Muhalif güçlerin hükümet güçlerini hazırlıksız yakaladıkları doğru olmakla beraber saldırıyı kolaylaştıran başka etkenler de var. Bunların başında bölgeyi de etkileyen uluslararası ortam geliyor. Eylül’den bu yana savaşan İsrail ile Hizbullah’ın, ateşkes ilan ettikleri gün gerçekleşti HTŞ saldırısı. Buna ek olarak Lübnan’da “ateşkes” sağlayan İsrail Suriye’de Hizbullah ile İran bağlantılı hedeflere yönelik saldırılarını arttırdı. Rusya’nın da tüm dikkatini Ukrayna savaşına verdiği düşünülürse bunun da HTŞ saldırılarının önünü açan bir avantaj olduğu anlaşılır.

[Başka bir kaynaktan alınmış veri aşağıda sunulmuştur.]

PR #308, opened 2019-12-26
pkg/filter: Add a Match method for checking if a table should be kept

suzaku:

In many use cases of `pkg/filter`, we don't really want the `ApplyOn` method.
Instead, we often need to check tables or schemas one by one and see whether they should be kept or removed.

Add a `Match` method.

### Check List 

Tests 

 - Unit test


kennytm (commented):
LGTM

amyangfei (approved):
LGTM

PR #309, opened 2019-12-26
.*: update tidb version

WangXiangUSTC:

https://github.com/pingcap/tidb-tools/blob/6ca94f01c59b038d6f88bd670a8d2bca4625f8fb/pkg/dbutil/table.go#L53
this line may cause panic, and is fixed in  https://github.com/pingcap/tidb/pull/14184

update tidb's version


kennytm:
I think it's time we remove that `replace github.com/google/pprof => github.com/lonng/pprof` line from go.mod.

WangXiangUSTC:
@kennytm removed, PTAL again

kennytm (commented):
Lgtm

csuzhangxc (approved):
LGTM

PR #311, opened 2019-12-27
pkg/schemacmp: added schema compare and join routines

kennytm:

Added the `schemacmp` package for comparing and merging schema for use in DM for optimistic sharded DDL merging.

The package does not support "diffing" yet, so no way to regenerate DDL from two schemas yet.

Added the `schemacmp` package 

### Check List 

Tests 

 - Unit test

Code changes

Side effects

 - Increased code complexity

Related changes


kennytm:
(Blocked by #309.)

pkg/schemacmp/lattice.go
```diff
@@ -0,0 +1,704 @@
...
+		return nil
+	})
+	if err != nil {
+		return nil, err
+	}
+	return latticeMap{LatticeMap: result}, nil
+}
+
+// Map wraps a LatticeMap instance into a Lattice.
+func Map(lm LatticeMap) latticeMap {
```
csuzhangxc: Exported function (`Map`) with unexported return type (`latticeMap`).

pkg/schemacmp/lattice.go
```diff
@@ -0,0 +1,704 @@
...
+		}
+	}
+	return result, nil
+}
+
+// CombineCompareResult combines two comparison results.
+func CombineCompareResult(x int, y int) (int, error) {
+	switch {
+	case x == y || y == 0:
+		return x, nil
```
csuzhangxc, line 430: If `x == -1` and `y == 0` then return `-1`, but ``` we define `a < b` iff `a[i] < b[i]` for all `i` ```, is this accurate?

pkg/schemacmp/lattice_test.go
```diff
@@ -0,0 +1,329 @@
...
+// See the License for the specific language governing permissions and
+// limitations under the License.
+
+package schemacmp_test
+
+import (
+	"bytes"
+	. "github.com/pingcap/tidb-tools/pkg/schemacmp"
+
+	. "github.com/pingcap/check"
```
csuzhangxc: Do we need to refine the order?

pkg/schemacmp/lib.go
```diff
@@ -0,0 +1,14 @@
+// Copyright 2019 PingCAP, Inc.
```
csuzhangxc: Can we remove _lib.go_ and _lib_test.go_ (and move `check.TestingT(t)` to another file)?

pkg/schemacmp/table.go
```diff
@@ -0,0 +1,417 @@
...
+)
+
+// encodeColumnInfoToLattice collects the necessary information for comparing a column.
+func encodeColumnInfoToLattice(ci *model.ColumnInfo) Tuple {
+	return Tuple{
+		MaybeSingletonInterface(ci.DefaultValue),
+		Singleton(ci.GeneratedExprString),
+		Singleton(ci.GeneratedStored),
+		Type(&ci.FieldType),
+		MaybeSingletonString(ci.Comment),
```
csuzhangxc: Is it necessary to compare the _comment_ of the column?

pkg/schemacmp/table.go
```diff
@@ -0,0 +1,417 @@
...
+	}
+}
+
+// restoreColumnInfoFromLattice restores the text representation of a column.
+func restoreColumnInfoFromUnwrapped(col []interface{}, colName string, ctx *format.RestoreCtx) {
```
csuzhangxc: `restoreColumnInfoFromLattice` in the comment mismatch with the function name (`restoreColumnInfoFromUnwrapped`).

pkg/schemacmp/table.go
```diff
@@ -0,0 +1,417 @@
...
+	return Tuple{
+		EqualitySingleton(indexColumns),
+		Bool(!ii.Unique),
+		Bool(!ii.Primary),
+		MaybeSingletonString(ii.Comment),
+		Singleton(ii.Tp),
+	}
+}
+
+func restoreIndexIntoFromUnwrapped(index []interface{}, keyName string, ctx *format.RestoreCtx) {
```
csuzhangxc:
```suggestion
func restoreIndexInfoFromUnwrapped(index []interface{}, keyName string, ctx *format.RestoreCtx) {
```

pkg/schemacmp/table.go
```diff
@@ -0,0 +1,417 @@
...
+	if comment, ok := col[columnInfoTupleIndexComment].(string); ok && len(comment) != 0 {
+		ctx.WriteKeyWord(" COMMENT ")
+		ctx.WriteString(comment)
+	}
+}
+
+const (
+	indexInfoTupleIndexColumns = iota
+	indexInfoTupleIndexNotUnique
+	indexInfoTupleIndexNotPrimary
```
csuzhangxc, line 72: Why do we need `Not` for these two items?

pkg/schemacmp/table.go
```diff
@@ -0,0 +1,417 @@
...
+	for key, value := range a {
+		if err := f(key, value); err != nil {
+			return err
+		}
+	}
+	return nil
+}
+
+func (columnMap) CompareWithNil(value Lattice) (int, error) {
+	if value.(Tuple)[columnInfoTupleIndexFieldTypes].(typ).hasDefault() {
```
csuzhangxc, line 171: Do we need to check `value.(Tuple)` is `ok` (the same with `columnMap.JoinWithNil`)?

pkg/schemacmp/table.go
```diff
@@ -0,0 +1,417 @@
...
+
+func Encode(ti *model.TableInfo) Table {
+	return Table{value: encodeTableInfoToLattice(ti)}
+}
+
+func (t Table) Restore(tableName string, ctx *format.RestoreCtx) {
+	restoreTableInfoFromUnwrapped(t.value.Unwrap().([]interface{}), tableName, ctx)
+}
+
+func (t Table) Compare(other Table) (int, error) {
```
csuzhangxc, line 348: How about adding some test cases for it?

pkg/schemacmp/lattice_test.go
```diff
@@ -0,0 +1,329 @@
...
+// You may obtain a copy of the License at
+//
+//     http://www.apache.org/licenses/LICENSE-2.0
+//
+// Unless required by applicable law or agreed to in writing, software
+// distributed under the License is distributed on an "AS IS" BASIS,
+// See the License for the specific language governing permissions and
+// limitations under the License.
+
+package schemacmp_test
```
csuzhangxc, line 14: Why do we give it another name rather than `schemacmp`?

pkg/schemacmp/table_test.go
```diff
@@ -0,0 +1,345 @@
...
+	createStmtNode, ok := node.(*ast.CreateTableStmt)
+	if !ok {
+		return nil, errors.New("not a create table statement")
+	}
+	return ddl.MockTableInfo(s.sctx, createStmtNode, 1)
+}
+
+func (s *tableSchema) TestJoinSchemas(c *C) {
+	testCases := []struct {
+		name    string
```
csuzhangxc, line 63: Is this field only used for debugging?

pkg/schemacmp/table_test.go
```diff
@@ -0,0 +1,345 @@
...
+			name:    "DM_053",
+			a:       "CREATE TABLE tb1 (c BIGINT, b VARCHAR(10))",
+			b:       "CREATE TABLE tb2 (c DOUBLE, b VARCHAR(10))",
+			joinErr: `.*"c".*distinct singletons.*`,
+		},
+		// {
+		// 	name: "DM_055",
+		// 	a:    "CREATE TABLE tb1 (a INT, b VARCHAR(10))",
+		// 	b:    "CREATE TABLE tb2 (a BIGINT, b VARCHAR(10))",
+		// 	join: "CREATE TABLE tb2 (a BIGINT, b VARCHAR(10))",
```
csuzhangxc, line 243: Do you want to support this in the future?

pkg/schemacmp/lattice.go
kennytm: Changed the comment to say `a <= b` iff `a[i] <= b[i]`.

pkg/schemacmp/lattice_test.go
kennytm: don't understand what do you mean 😅

pkg/schemacmp/table.go
kennytm: Because the fields stored `!index.Unique` instead of `index.Unique`.

pkg/schemacmp/lattice_test.go
kennytm: To ensure the test package cannot access the private members of `schemacmp`.

pkg/schemacmp/table_test.go
kennytm: Yes

pkg/schemacmp/table_test.go
kennytm: Yes. Commented.

pkg/schemacmp/lattice_test.go
csuzhangxc: 😅put the `imports` into two (or three) sections, builtin first, then others, like
```go
import (
	"bytes"

	. "github.com/pingcap/check"
	. "github.com/pingcap/tidb-tools/pkg/schemacmp"
)
```

but seems you have updated now.

pkg/schemacmp/table.go
csuzhangxc: Is it simpler to remove `Not`? because of we always use `!index[indexInfoTupleIndexNotPrimary]*`

kennytm: That would make the semantic unclear. Or we could introduce `InvertedBool` where `false > true` 🤔

csuzhangxc (commented):
LGTM

pkg/schemacmp/table.go
```diff
@@ -0,0 +1,402 @@
...
+
+	return Tuple{
+		EqualitySingleton(indexColumns),
+		Bool(!ii.Unique),
+		Bool(!ii.Primary),
+		Singleton(ii.Tp),
+	}
+}
+
+func restoreIndexInfoFromUnwrapped(index []interface{}, keyName string, ctx *format.RestoreCtx) {
```
WangXiangUSTC: how about move ctx to the first position in the arguments

pkg/schemacmp/lattice_test.go
```diff
@@ -0,0 +1,330 @@
...
+			a:            Bool(false),
+			b:            Maybe(Bool(false)),
+			compareError: `type mismatch.*`,
+			joinError:    `type mismatch.*`,
+		},
+		{
+			a:             StringList{"one", "two", "three"},
+			b:             StringList{"one", "two", "three", "four", "five"},
+			compareResult: -1,
+			join:          StringList{"one", "two", "three", "four", "five"},
```
WangXiangUSTC, line 222: do we need add test case 
```
a: StringList{"two", "three"},
b: StringList{"one", "two", "three"},
```
and the compare result should be -1?

pkg/schemacmp/table_test.go
```diff
@@ -0,0 +1,410 @@
...
+		b       string
+		cmp     int
+		cmpErr  string
+		join    string
+		joinErr string
+	}{
+		{
+			name: "DM_002/1",
+			a:    "CREATE TABLE tb1 (col1 INT)",
+			b:    "CREATE TABLE tb2 (col1 INT, new_col1 INT)",
```
WangXiangUSTC, line 74: do we need to add test case like
```
a:    "CREATE TABLE tb1 (col1 INT)",
b:    "CREATE TABLE tb2 (new_col1INT, col1 INT)",
```

WangXiangUSTC (commented):
rest LGTM

pkg/schemacmp/lattice_test.go
kennytm: OK, but the result should be "Incompatible", since a `StringList` only compare the start of the list.

This is because `ENUM('two', 'three')` (two = 0, three = 1) is incompatible with `ENUM('one', 'two', 'three')` (one = 0, two = 1, three = 2), and similarly `SET('two', 'three')` (two = 1, three = 2) is incompatible with `SET('one', 'two', 'three')` (one = 1, two = 2, three = 4).

pkg/schemacmp/table_test.go
kennytm: OK, though since we're using a map which is unordered, it doesn't really matter 😄

WangXiangUSTC (approved):
LGTM

PR #313, opened 2020-01-06
restore-util: add warning about unmatched table id

5kbpers:
Test if the table id in start key and end key is matched.

NA

### Check List 

Tests 

 - Unit test
 - Integration test

Side effects


overvenus (commented):
Could you add some tests to cover `sortRanges`? Backup range is bit different after https://github.com/pingcap/br/pull/72. Instead of `[tableID(1), tableID(1)+1)` it now backups `[7480000000000000015f720000000000000000, 7480000000000000015f72ffffffffffffffff00)`

https://gist.github.com/overvenus/b1135f7b02f46004cf02919b6fea5d87

pkg/restore-util/range_test.go
```diff
@@ -3,52 +3,78 @@ package restore_util
...
+	expected := params[1].([]Range)
+	if len(obtained) != len(expected) {
+		return false, ""
 	}
-	for i, rg := range ranges {
-		res := resRanges[i]
-		if !bytes.Equal(rg.StartKey, res.StartKey) || !bytes.Equal(rg.EndKey, res.EndKey) {
-			t.Fatalf("some inserted ranges missed: rg=%v res=%v", ranges, resRanges)
+	for i := range obtained {
+		if bytes.Compare(obtained[i].StartKey, expected[i].StartKey) != 0 ||
```
overvenus:
```suggestion
		if !bytes.Equal(obtained[i].StartKey, expected[i].StartKey) ||
```

pkg/restore-util/range_test.go
```diff
@@ -3,52 +3,78 @@ package restore_util
...
+			bytes.Compare(obtained[i].EndKey, expected[i].EndKey) != 0 {
```
overvenus:
```suggestion
			!bytes.Equal(obtained[i].EndKey, expected[i].EndKey) {
```

pkg/restore-util/split_test.go
```diff
@@ -184,14 +185,15 @@ func TestSplit(t *testing.T) {
...
 	err := regionSplitter.Split(ctx, ranges, rewriteRules, func(key [][]byte) {})
 	if err != nil {
-		t.Fatalf("split regions failed: %v", err)
+		c.Assert(err, IsNil, Commentf("split regions failed: %v", err))
 	}
 	regions := client.GetAllRegions()
 	if !validateRegions(regions) {
 		for _, region := range regions {
-			t.Errorf("region: %v", region.Region)
+			fmt.Printf("region: %v\n", region.Region)
```
overvenus:
```suggestion
			c.Logf("region: %v\n", region.Region)
```

pkg/restore-util/split_test.go
```diff
@@ -184,14 +185,15 @@ func TestSplit(t *testing.T) {
...
 		}
-		t.Fatalf("get wrong result")
+		fmt.Printf("get wrong result")
```
overvenus:
```suggestion
		c.Log("get wrong result")
```

3pointer (dismissed):
@overvenus  PTAL

overvenus (dismissed):
LGTM

pkg/restore-util/range.go
```diff
@@ -41,25 +42,34 @@ func sortRanges(ranges []Range, rewriteRules *RewriteRules) ([]Range, error) {
...
-			if endRule == nil {
-				log.Warn("cannot find rewrite rule", zap.Binary("key", rg.EndKey))
-			} else {
-				log.Debug(
-					"rewrite end key",
-					zap.Binary("key", rg.EndKey),
-					zap.Stringer("rule", endRule))
+				log.Warn("table id does not match",
+					zap.ByteString("startKey", rg.StartKey),
+					zap.ByteString("endKey", rg.EndKey),
```
kennytm: Use `zap.Binary` for these (also the same for all other `zap.ByteString` introduced in this PR)

overvenus (dismissed):

kennytm:
The behavior of this PR is that, if `startTableID` ≠ `endTableID`, the rewrite rules will all be deactivated. Is this the expected behavior?

BTW TiKV uses the separate "rewrite_prefix" for the start key and "[rewrite_prefix_of_end_key](https://github.com/tikv/tikv/blob/26097303ded323637e3857fe12c871868e37af77/components/keys/src/rewrite.rs#L27-L47)" for the end key to tackle the `[t, t+1)` issue. But in this library we only have a single `replacePrefix` 🤔

5kbpers:
@kennytm We can return an error instead of outputting a warning. 
Since there isn't the `[t, t+1)` issue in BR anymore, I guess we can unify the interface for the start key and the end key.

kennytm:
Let's return an error then.

5kbpers:
@kennytm Having changed that, PTAL, thanks!

kennytm:
```
[2020-01-07T06:50:41.415Z] FAIL: range_test.go:43: testRestoreUtilSuite.TestSortRange
[2020-01-07T06:50:41.415Z] 
[2020-01-07T06:50:41.415Z] range_test.go:65:
[2020-01-07T06:50:41.415Z]     c.Assert(err, IsNil, Commentf("sort range1 failed: %v", err))
[2020-01-07T06:50:41.415Z] ... value *errors.fundamental = table id does not match ("table id does not match")
[2020-01-07T06:50:41.415Z] ... sort range1 failed: table id does not match
```

Rest LGTM

kennytm (approved):

PR #317, opened 2020-02-14
diff: increase the default timeout for db operate

WangXiangUSTC:

users feedback that the 5 second is not enough for database operate some times.

increase to 10 second


niezefeng (approved):
LGTM

csuzhangxc (approved):
LGTM

PR #318, opened 2020-02-18
filter: added options to disable regex and/or wildcard

kennytm:

When the table name to match necessarily contains regex or wildcard characters (`~`, `*`, `?`, `[`), we need to escape the table name. This is quite inelegant.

HTŞ saldırısında ilk kez karşılaştığımız “yenilikler” var. Daha önce sahip olmadıkları insansız hava araçları kullandılar örneğin. Yayınladıkları videolarda görülüyor. Bunları nereden temin ettikleri konusu ise net değil. ABD ile Türkiye dışı pazarlardan elde ettikleri konusunda iddialar mevcut.

Saldırının başladığı haberleri geldiği andan itibaren özellikle Al Jazeera’daki yorumcuları dinliyorum. Birçoğu HTŞ liderliğindeki muhalif güçlerin Suriye'nin kuzey batısını geçmesini beklemiyor. İdlip ile Halep’i kontrol altında tutmak istediklerini, mevcut bölgeleri kendilerine bağlayıp yönetmeyi planladıklarını söylüyor çoğu.

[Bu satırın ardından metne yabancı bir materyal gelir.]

PR #321, opened 2020-03-05
diff: support auto_random in TiDB

WangXiangUSTC:

diff will get `Invalid auto_random` error when getting table's schema with auto_random

set `AllowAutoRandom = true` for tidb

### DIFF
--- a/pkg/diff/diff.go
+++ b/pkg/diff/diff.go
@@ -32,6 +32,7 @@ import (
 	"github.com/pingcap/parser/model"
 	"github.com/pingcap/tidb-tools/pkg/dbutil"
 	"github.com/pingcap/tidb-tools/pkg/utils"
+	tidbconfig "github.com/pingcap/tidb/config"
 	"go.uber.org/zap"
 )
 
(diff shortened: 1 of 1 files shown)


july2993:
what code of diff depend on this?

july2993 (commented):
LGTM
I think you should avoid depending on the code to build `model.TableInfo` in tidb from create table SQL.
you can get the table info using sql like `SHOW COLUMNS FROM ..` and `show index from ..`

WangXiangUSTC:
> what code of diff depend on this?

https://github.com/pingcap/tidb-tools/blob/cccf51b6f44cc6bbd96841d2fdc0c7bd9364ac69/pkg/dbutil/table.go#L53
use tidb's function to get `TableInfo`

WangXiangUSTC:
> LGTM
> I think you should avoid depending on the code to build `model.TableInfo` in tidb from create table SQL.
> you can get the table info using sql like `SHOW COLUMNS FROM ..` and `show index from ..`

ok, we can do this later

lichunzhu (approved):
LGTM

HTŞ’yi “terörist” ilan eden Türkiye’nin durumu yine hayli sıkıntılı. Batı medyasında Halep’le ilgili gelişmeler “HTŞ ile Türkiye’nin desteklediği diğer muhalif grupların saldırısı” cümleleriyle duyuruluyor sürekli. Kendi desteklediği gruplar terörist ilan ettiği bir grubun öncülüğünde savaşıyor Suriye yönetimine karşı. Beşar Esad’ın “Türkiye’ye güvenmediği” yolundaki açıklamalarında haklılık payı var.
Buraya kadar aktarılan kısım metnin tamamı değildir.